Sometimes after generalizing data into rules you find more specific rules that are like the general rule, but not fully, they are in effect exceptions.

The classic example is a general rule that all birds fly. And then, comes along tweety, the penguin, that gets classified as a bird, but is also known to not fly.

So, when generalizing a rule from data - the rule is tentative and a default assumption - i.e. additional data could disprove it and require adjusting. It seems to me that defeasibility is at work here as well.

I guess, this is deal with in one way or another in inductive programming …

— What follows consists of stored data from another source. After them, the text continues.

PR #1399, opened 2025-06-30
add perception encoder to inference_experimental

hansent:
# Description
First shot at adding perception encoder to inference_experimental 

## Type of change
new model in experimental package

locally with weight downloaded in tmp dir and pointing test to load it from there

n/a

There may be some literature on this kind of thing in ILP, so I’d have to look it up to tell you for sure, but off the top of my head, and assuming I understand what you mean, the kind of problem you describe can be solved in principle by learning theories with “exceptions”, or with negation as failure.

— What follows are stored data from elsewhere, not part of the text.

PR #1415, opened 2025-07-09
add CLIP w/ TORCH backend to inference_experimental 

hansent:
# Description
This adds torch implementation of CLIP and 

full test coverage for:
 - shared preprocessing between onnx and torch implementation
 - e2e tests ensuring matching results for text and image results using cos similarity between original clip, clip_torch, and clip_onnx

## Type of change

## How has this change been tested, please provide a test case or example of how you tested the change?
locally with torch weights only registered for RN50 atm

n/a 

## Docs
n/a


inference_experimental/inference_exp/models/clip/clip_pytorch.py
```diff
@@ -0,0 +1,142 @@
...
+from inference_exp.errors import CorruptedModelPackageError
+from inference_exp.models.base.embeddings import TextImageEmbeddingModel
+from inference_exp.models.common.model_packages import get_model_package_contents
+
+
+class ClipConfig(BaseModel):
+    model_name: str
+
+
+def load_config(config_path: str) -> ClipConfig:
```
PawelPeczek-Roboflow: this is my personal preference, so happy to be convinced to do it differently, but I find it more readable when functions are defined after being used in single module, then reading the code you have high-level details first

inference_experimental/inference_exp/models/clip/clip_pytorch.py
```diff
@@ -0,0 +1,142 @@
...
+        return cls(
+            model=model,
+            preprocess=None,  # Preprocess is created in __init__
+            tokenizer=tokenizer,
+            device=device,
+        )
+
+    def embed_images(
+        self,
+        images: Union[torch.Tensor, List[torch.Tensor], np.ndarray, List[np.ndarray]],
```
PawelPeczek-Roboflow, line 57: voting for introduction of color format as in other models

inference_experimental/inference_exp/models/clip/clip_pytorch.py
```diff
@@ -0,0 +1,142 @@
...
+class ClipTorch(TextImageEmbeddingModel):
+    def __init__(
+        self,
+        model: torch.nn.Module,
+        preprocess: Callable,
+        tokenizer: Callable,
+        device: torch.device,
+    ):
+        self.model = model
+        self.preprocess = preprocess
```
PawelPeczek-Roboflow: I am not sure if I understand the `preprocess` parameter

inference_experimental/inference_exp/models/clip/clip_pytorch.py
```diff
@@ -0,0 +1,142 @@
...
+                image = image[[2, 1, 0], :, :]
+            return image
+
+        if isinstance(images, list):
+            # Handle lists of varied-size images by processing them one-by-one
+            images_to_stack = []
+            for img in images:
+                tensor = _to_tensor(img)
+                if tensor.dtype == torch.uint8:
+                    tensor = tensor.to(torch.float32) / 255.0
```
PawelPeczek-Roboflow: seems like normalisation to 0-1 should be done regardless of data type(?) - hard to say arbitrarily thb as this is probably just a convention - I would keep assumption that image comes usually as [0-255] and this is how that is implemented for other models from what I remember, but you may check

inference_experimental/inference_exp/models/clip/clip_pytorch.py
```diff
@@ -0,0 +1,142 @@
...
+                resized = resize_transform(tensor)
+                cropped = center_crop_transform(resized)
+                images_to_stack.append(cropped)
+            tensor_batch = torch.stack(images_to_stack, dim=0)
+        else:
+            # Handle single image or 4D batch for optimized processing
```
PawelPeczek-Roboflow: how about single ndarray - seems it will be failing into this branch

image

inference_experimental/inference_exp/models/clip/preprocessing.py
```diff
@@ -0,0 +1,91 @@
...
+    transforms = Compose(
+        [
+            Resize(image_size, interpolation=InterpolationMode.BICUBIC, antialias=True),
+            CenterCrop(image_size),
+            lambda x: x.to(torch.float32) / 255.0,
+            Normalize(MEAN, STD),
+        ]
+    )
+
+    def _preprocess(
```
PawelPeczek-Roboflow: this function seems to be possible to be extracted from being inner one and just passed as first callable in a chain?

inference_experimental/tests/integration_tests/e2e/test_clip_e2e.py
```diff
@@ -0,0 +1,203 @@
+import os
+
+os.environ["ROBOFLOW_API_HOST"] = "https://api.roboflow.one"
```
PawelPeczek-Roboflow: the models should be registered in prod API

inference_experimental/tests/integration_tests/e2e/test_clip_e2e.py
```diff
@@ -0,0 +1,203 @@
...
+
```
PawelPeczek-Roboflow: [1] lack of types of objects in functions

inference_experimental/tests/integration_tests/e2e/test_clip_e2e.py
```diff
@@ -0,0 +1,203 @@
...
+    # then
+    assert isinstance(embeddings, torch.Tensor)
+    assert embeddings.shape == (1, 1024)
+
+
+@pytest.mark.parametrize("wrapper_name", ["clip_torch_wrapper", "clip_onnx_wrapper"])
+@pytest.mark.parametrize("image_shape", [(224, 224), (320, 240), (640, 480)])
+def test_embed_single_tensor_image(wrapper_name: str, request, image_shape: tuple):
+    # given
+    clip_wrapper = request.getfixturevalue(wrapper_name)
```
PawelPeczek-Roboflow: I would prefer having separate tests for each backend and possibility to opt-out/opt-in specific backend with `ptrest.mark...`

inference_experimental/inference_exp/models/clip/clip_pytorch.py
```diff
@@ -0,0 +1,111 @@
...
+        model_weights_file = model_package_content["model.pt"]
+
+        # The model file is a JIT archive, so we load it as such
+        # and then build a new model from its state dict.
+        jit_model = torch.jit.load(model_weights_file, map_location="cpu").eval()
+        state_dict = jit_model.state_dict()
+
+        model = build_model(state_dict).to(device)
+
+        if str(device) == "cpu":
```
PawelPeczek-Roboflow: this may not always work due to device ordinals: https://docs.pytorch.org/docs/stable/tensor_attributes.html#torch.device

image

inference_experimental/inference_exp/models/clip/clip_pytorch.py
PawelPeczek-Roboflow: bumping

inference_experimental/inference_exp/models/clip/clip_pytorch.py
```diff
@@ -0,0 +1,111 @@
...
+from inference_exp.models.clip.preprocessing import create_clip_preprocessor
+from inference_exp.models.common.model_packages import get_model_package_contents
+
+
+class ClipConfig(BaseModel):
+    model_name: str
+
+
+def load_config(config_path: str) -> ClipConfig:
+    config_data = {}
```
PawelPeczek-Roboflow: not used

inference_experimental/inference_exp/models/clip/clip_pytorch.py
```diff
@@ -0,0 +1,111 @@
...
+    ):
+        self.model = model
+        self.tokenizer = tokenizer
+        self.device = device
+        self.preprocessor = create_clip_preprocessor(
+            image_size=model.visual.input_resolution, device=device
+        )
+
+    @classmethod
+    def from_pretrained(
```
PawelPeczek-Roboflow, line 18: lets move prior to init

inference_experimental/inference_exp/models/clip/clip_pytorch.py
```diff
@@ -0,0 +1,111 @@
...
+
+        model_package_content = get_model_package_contents(
+            model_package_dir=model_name_or_path,
+            elements=["model.pt"],
+        )
+        model_weights_file = model_package_content["model.pt"]
+
+        # The model file is a JIT archive, so we load it as such
+        # and then build a new model from its state dict.
+        jit_model = torch.jit.load(model_weights_file, map_location="cpu").eval()
```
PawelPeczek-Roboflow: 👍 good choice here

PawelPeczek-Roboflow: general question - I did not implement that this way (but maybe its a good idea) to actually try-catch engine loading and throw `CorruptedModelPackageError` for clarity of errors?

inference_experimental/inference_exp/models/clip/clip_pytorch.py
PawelPeczek-Roboflow: would assert device.type

inference_experimental/inference_exp/models/clip/clip_pytorch.py
```diff
@@ -0,0 +1,111 @@
...
+        if str(device) == "cpu":
+            model.float()
+
+        model.eval()
+
+        tokenizer = clip.tokenize
+
+        return cls(
+            model=model,
+            tokenizer=tokenizer,
```
PawelPeczek-Roboflow: can be `tokenizer=clip.tokenize`

inference_experimental/inference_exp/models/clip/clip_pytorch.py
```diff
@@ -0,0 +1,111 @@
...
+    except ValidationError as e:
+        raise CorruptedModelPackageError(
+            f"Failed validate clip model package config file: {config_path}. Details: {e}"
+        ) from e
+
+
+class ClipTorch(TextImageEmbeddingModel):
+    def __init__(
+        self,
+        model: torch.nn.Module,
```
PawelPeczek-Roboflow: seems like the true type is `clip.CLIP`

inference_experimental/inference_exp/models/clip/clip_pytorch.py
```diff
@@ -0,0 +1,111 @@
...
+
+    def embed_images(
+        self,
+        images: Union[torch.Tensor, List[torch.Tensor], np.ndarray, List[np.ndarray]],
+        input_color_format: Optional[ColorFormat] = None,
+        **kwargs,
+    ) -> torch.Tensor:
+        tensor_batch = self.preprocessor(images, input_color_format=input_color_format)
+        with torch.no_grad():
+            image_features = self.model.encode_image(tensor_batch.to(self.device))
```
PawelPeczek-Roboflow: another general question to consider - shall we somehow limit the input batch size in single forward pass when model accepts dynamic batches - the benefit is that we could set an upper limit of memory that is used by the model in runtime - may be useful at the latter stages

inference_experimental/inference_exp/models/clip/preprocessing.py
```diff
@@ -0,0 +1,91 @@
...
+    replicating the logic of the original PIL-based preprocessing pipeline.
+
+    Args:
+        image_size (int): The target size for the input images.
+        device (torch.device): The device to move the tensors to.
+
+    Returns:
+        A callable function that preprocesses images.
+    """
+    # This pre-processing pipeline matches the original CLIP implementation.
```
PawelPeczek-Roboflow, line 49: maybe the comment could include the justification of differences that this impl. has compared to original

inference_experimental/tests/integration_tests/models/test_clip.py
```diff
@@ -0,0 +1,197 @@
+import torch
```
PawelPeczek-Roboflow: generally I would try to have a suite of code that:
* runs specific class from predefined dir content that we statically host
* assert specific output from the model given specific input
* we had this in integration tests of old `inference` - https://github.com/roboflow/inference/tree/main/tests/inference/models_predictions_tests

inference_experimental/inference_exp/models/clip/clip_pytorch.py
hansent: done

inference_experimental/inference_exp/models/clip/clip_pytorch.py
hansent: removed

inference_experimental/inference_exp/models/clip/clip_pytorch.py
hansent: no longer parameter, just instantiated in _init_ to use shared preprocessor with onnx implementation

inference_experimental/inference_exp/models/clip/clip_pytorch.py
hansent: now always done, based on how you had it in onnx preproc:
```
    transforms = Compose(
        [
            Resize(image_size, interpolation=InterpolationMode.BICUBIC, antialias=True),
            CenterCrop(image_size),
            lambda x: x.to(torch.float32) / 255.0,
            Normalize(MEAN, STD),
        ]
    )
    ```

inference_experimental/inference_exp/models/clip/clip_pytorch.py
hansent: I think handled properly by new shared pre-processor

test [here](https://github.com/roboflow/inference/blob/inference-exp-add-clip/inference_experimental/tests/integration_tests/e2e/test_clip_e2e.py) cover:
 - test_embed_single_numpy_image
 - test_embed_single_tensor_image
 - test_embed_list_of_numpy_images
 - test_embed_list_of_tensor_images
 - test_embed_batch_of_tensor_images

inference_experimental/inference_exp/models/clip/preprocessing.py
hansent: I extracted it into standalone function in the module to avoid the nesting/inner function, but I think tricky to make it part of compose chain

`torchvision.transforms.Compose` pipeline expects each transform to take a single argument. However, our _preprocess function is designed to be the main entry point and does more:
 - handles multiple input types: It accepts a single np.ndarray, a single torch.Tensor, a list of arrays, or a list of tensors.
 - calls the Compose pipeline on the prepared tensor batch, but have to do in for loop for lists because they may have different size and creates creates a batch tensor from a list of images, which may have variable sizes.
 
I might be wrong, not sure I completly understand how `torchvision.transforms.Compose` works / if it we always convert list to batch tensor first and then transform on that?!

inference_experimental/tests/integration_tests/e2e/test_clip_e2e.py
hansent: not sure what you mean on this

inference_experimental/tests/integration_tests/e2e/test_clip_e2e.py
hansent: removed, models are registered in prod now

inference_experimental/inference_exp/models/clip/clip_pytorch.py
hansent: removed

inference_experimental/tests/integration_tests/e2e/test_clip_e2e.py
hansent: done.   marked all tests in this module with `e2e_model_inferences` and onnx versions with `onnx_extras`

inference_experimental/inference_exp/models/clip/clip_pytorch.py
hansent: clip.CLIP doesn't exists

inference_experimental/inference_exp/models/clip/clip_pytorch.py
hansent: done

inference_experimental/inference_exp/models/clip/clip_pytorch.py
hansent: done

inference_experimental/inference_exp/models/clip/clip_pytorch.py
hansent: done

inference_experimental/inference_exp/models/clip/clip_pytorch.py
hansent: done, you already had this in onnx version.  added tests to ensure code path coverage

inference_experimental/inference_exp/models/clip/preprocessing.py
hansent: done

inference_experimental/tests/integration_tests/models/test_clip.py
hansent: Not entirely sure I understand. You mean add image assets to use in the tests and then compare the results to ensure that they stay the same over time? Could also just seed the random number generator? 

I did generate some cute Lenny pictures in homage to lena.jpg if we want some test images, but I haven't included them yet. Maybe assets with things in Cocoa, class, space would be better?

PawelPeczek-Roboflow (dismissed):

PawelPeczek-Roboflow (dismissed):

PawelPeczek-Roboflow (approved):

PawelPeczek-Roboflow (approved):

The first case is simpler. If you have a “fact” that tells you that tweety is a bird, and a “rule” that tells you that “all brids fly”, you then have a program that looks like the following:

bird(tweety).
bird(X):- flies(X).

flies(eagle).
flies(pig).

And so on. If you don’t have the fact bird(tweety) you can learn it. Learning atoms (“facts”) is sometimes easier than learning clauses (“rules”) so it’s not a big deal. There’s also abductive learning that’s more finely tuned to learning atoms (deduction, induction and abduction are the three forms of logical reasoning typically identified, and abduction is the derivation of new facts from facts and rules, although that’s also the case with deduction, so it’s a bit confusing. Suffice it to say that what Sherlock Holmes does is actually abduction, not deduction).

I note also that this kind of example, with brids flying or not, even called “tweety”, is typical of older ILP work so if I have a more closer look in the literature I might find a concrete example, although at this moment my memory is failing me. I’ve seen plenty of tweeties in ILP though, it has to be said.

There’s something that bothers me with your turn of phrase of “generalising data into rules”, partly because it’s a very informal thing to say and I’m not sure exactly what it means (I lost the ability to reason about informal speech when I started my PhD). What does it even mean to “genearlise data”? I mean, a string of numbers representing temperature readings is “data”, but how do you “generalise” it?

In ILP and logic programming the meaning of “generalisation” is formal: A is more genearl than B if and only if B is true whenever A is true, or in other words A |= B, read “A entails B”. In ILP, B is usually our set of positive or negative examples, so we want to answer the questions: a) “what entails B?” and b) “what doesn’t entail B?” (when B is a negative example). So we want to find an “A” that entails B when B is a set of positive examples and does not entail B when B is a member of a set of negative examples. In the second case, the entailment-as-generalisation relation between A and B helps to specialise A, by excluding from it clauses that are over-general, i.e. entail any B that is a negative example.

So ILP is not only genearlisation and it’s certainly not only generalisation of facts. In fact, ILP approaches often go the other way and specialise an over-general theory, until it is specific enough to entail the positive examples without entailing the negative examples. Other approaches do take the road you describe informally of generalising a theory that is over-specialised to begin with. These are the top-down and bottom-up approaches in ILP, respectively. But, it’s important to make the distinction between generalising an example as opposed to generalising a theory.